What is it about pillows that makes us feel so safe and secure? I love pillows. In fact when I sleep I like to have my pillows arranged just so. Each one has to be in the right position and they have to be fluffed just so and sometimes I have to change things up because one doesn't feel quite right. This has been a point of contention at times with the hubster. You see, I am a side sleeper, so I need a pillow to the right of me and a pillow to the left and two pillows under my head. I think my head must be heavier than the average head because my pillows squish down. And sometimes, after a long day, I have to tuck one between my knees. He is a stomach sleeper, so he uses only one tiny, wimpy, flat little thing, a twin size, that hardly qualifies as a pillow at all in my book. My pillows are nice and fluffy and I use two kings, and two queens nightly with an extra thrown in just in case.
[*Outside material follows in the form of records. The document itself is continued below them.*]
PR #11250, opened 2025-11-05
fix: Remove data conditional check

Jiralite:
These should never be constructed without data...

The blame seems to go years and years back. Was likely ancient logic made redundant over time.


vakiliner:
Even though these constructors are private, typings needs to be updated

I don't know how it works for most married people, but we have this imaginary line down the middle of our bed that neither of us is allowed to cross. And laying right next to the line and breathing on the other person is not allowed. I can't tell you how many times someone has breathed on me and I have to nudge him and say, "You're breathing on me, back away from the line." Maybe that's where the pillow usage came from, it's self-defense.
As much as I love my hubby, my best nights sleep are when he's away for business. I can align my pillows just the way I like them and no one complains.
Last night when we were going to bed he was handing me all of my pillows one at a time(that means he was plopping them on me heavily and enjoying it) and I was placing them correctly and when he handed me the last one which is an extra. I set it next to my bed, leaning upright against my nightstand within easy reach, that way I could find it in the dark, and in my mind I thought "just in case of an emergency," Then I had to smile, when was the last time anyone had a pillow emergency. I guess it could happen, and if it does I am prepared.